* Exercise directions *
A word-for-word transcription of the records is required.

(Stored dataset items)
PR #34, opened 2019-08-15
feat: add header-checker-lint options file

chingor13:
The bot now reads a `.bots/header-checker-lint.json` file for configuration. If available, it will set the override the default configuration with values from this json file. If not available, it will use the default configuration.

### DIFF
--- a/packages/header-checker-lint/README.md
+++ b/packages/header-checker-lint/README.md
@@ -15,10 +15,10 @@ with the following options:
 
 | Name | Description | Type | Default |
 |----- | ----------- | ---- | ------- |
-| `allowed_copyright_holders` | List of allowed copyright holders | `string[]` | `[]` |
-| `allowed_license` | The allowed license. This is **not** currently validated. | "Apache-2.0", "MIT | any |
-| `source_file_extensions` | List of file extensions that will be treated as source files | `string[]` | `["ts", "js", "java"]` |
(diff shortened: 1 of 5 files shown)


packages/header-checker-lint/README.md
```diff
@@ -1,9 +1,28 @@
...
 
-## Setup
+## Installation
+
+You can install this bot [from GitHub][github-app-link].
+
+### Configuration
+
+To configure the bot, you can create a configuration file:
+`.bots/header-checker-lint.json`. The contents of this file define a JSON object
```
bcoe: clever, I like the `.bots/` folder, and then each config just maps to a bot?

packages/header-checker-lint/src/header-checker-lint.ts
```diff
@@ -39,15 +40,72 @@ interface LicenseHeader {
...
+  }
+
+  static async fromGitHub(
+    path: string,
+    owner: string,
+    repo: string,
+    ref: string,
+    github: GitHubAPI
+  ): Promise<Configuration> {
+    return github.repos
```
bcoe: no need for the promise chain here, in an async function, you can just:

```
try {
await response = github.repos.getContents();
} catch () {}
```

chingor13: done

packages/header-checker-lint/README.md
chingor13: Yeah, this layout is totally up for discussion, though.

* Reply *
PR #34, opened 2019-08-15
feat: add header-checker-lint options file

chingor13:
The bot now reads a `.bots/header-checker-lint.json` file for configuration. If available, it will set the override the default configuration with values from this json file. If not available, it will use the default configuration.

### DIFF
--- a/packages/header-checker-lint/README.md
+++ b/packages/header-checker-lint/README.md
@@ -15,10 +15,10 @@ with the following options:
 
 | Name | Description | Type | Default |
 |----- | ----------- | ---- | ------- |
-| `allowed_copyright_holders` | List of allowed copyright holders | `string[]` | `[]` |
-| `allowed_license` | The allowed license. This is **not** currently validated. | "Apache-2.0", "MIT | any |
-| `source_file_extensions` | List of file extensions that will be treated as source files | `string[]` | `["ts", "js", "java"]` |
(diff shortened: 1 of 5 files shown)


packages/header-checker-lint/README.md
```diff
@@ -1,9 +1,28 @@
...
 
-## Setup
+## Installation
+
+You can install this bot [from GitHub][github-app-link].
+
+### Configuration
+
+To configure the bot, you can create a configuration file:
+`.bots/header-checker-lint.json`. The contents of this file define a JSON object
```
bcoe: clever, I like the `.bots/` folder, and then each config just maps to a bot?

packages/header-checker-lint/src/header-checker-lint.ts
```diff
@@ -39,15 +40,72 @@ interface LicenseHeader {
...
+  }
+
+  static async fromGitHub(
+    path: string,
+    owner: string,
+    repo: string,
+    ref: string,
+    github: GitHubAPI
+  ): Promise<Configuration> {
+    return github.repos
```
bcoe: no need for the promise chain here, in an async function, you can just:

```
try {
await response = github.repos.getContents();
} catch () {}
```

chingor13: done

packages/header-checker-lint/README.md
chingor13: Yeah, this layout is totally up for discussion, though.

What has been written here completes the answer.